Why do you think this is the perfect story to be told over a longer period of time on TV?
POTTER: When you look at the cast, they look like people you know, in real life. They look like people that are your neighbors, your friends and your family. Everybody just is who they are. They don’t have to play into stereotypes, of any sort. When people watch this, 50 or 100 years from now, people will be like, “Oh, that’s what society looked like,” without the flying robots. People of all different races, heights and genders hang out, and that’s what major metropolitan cities look like. You’ll see insane amounts of diversity, and everybody can sit together and laugh. That’s what I love about Big Hero 6.
Big Hero 6: Baymax Returns is all about Hiro getting Baymax back in working order. What can you say about the evolution of the relationship between Hiro and Baymax, in the series, as well as Hiro’s relationship with the other superheroes?
POTTER: Baymax and Hiro went through multiple relationships. At first, Hiro was babying Baymax. Then, they became friends. And then, they became almost brothers. Then, Baymax was the one who was teaching Hiro lessons, so he almost becomes a father figure, in a way. The writing was just so genius, to begin with, with the relationship between Hiro and Baymax. That evolution, throughout the film, is one that anybody can relate to because, at different points in the film, they have a different set of guidelines for their relationship. And there will always be a little bit of that disconnect [with the team]. That’s where the humor comes from. Even though Baymax has good intentions, there are certain cues that he misses. That being said, there are things that he’ll point out to the rest of the team, that we sometimes overlook, but he’s programmed to be so compassionate that he’s not allowed to walk away from helping somebody or from standing up for somebody.
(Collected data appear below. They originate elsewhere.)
PR #3051, opened 2020-01-14
Investigate working st

Kathrin-Huber:
This does not fix the Selenium Problems (which I was hoping for) but it speeds up the test by 15 minutes.

### DIFF
--- a/Kitodo/src/test/java/org/kitodo/production/services/data/TaskServiceIT.java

Baymax Returns is a great intro back into the world, but in the series, you’re going to get so much more of each of the characters’ stories and their own personal arcs. All of the characters are going to be flushed out, so much more. These stories that are being written and these arcs that are being created are going to make these characters feel so much more real, and Baymax is gonna have a huge role in that?
You’ve signed on to play Beast Boy in the live-action Titans TV series.
How exciting is it to be playing a superhero for real now?
POTTER: It’s a trip. There’s not a lot that I can say, but what I can say is that it was vital to Geoff Johns, in the process of casting this characters, that the character be Asian American and mixed race, of some sort. He understands the importance of having media that represents everybody, so that when kids are growing up, they have the opportunity to see faces like themselves on television, in the roles of superheroes and in characters that have good morals and can teach a good lesson. Growing up, for me, there weren’t a lot of faces that I could identify with on television. There were a few Asian American faces and there were Caucasian American faces, but I didn’t look like either one of them because technically I’m a combination of the two. It feels awesome to be able to bring to life a beloved character, but also to attach a new face to him. It’s funny, a lot of people have been drawing similarities between me and Garfield Logan, but his ethnicity has never really been established. Ultimately, I think the direction that Geoff is trying to take with Titans is awesome. The fact that we haven’t had an Asian American superhero before just blows my mind. Not to take any thunder away from Katana in Suicide Squad, but technically, she is a villain who, for ulterior motives, is being the hero.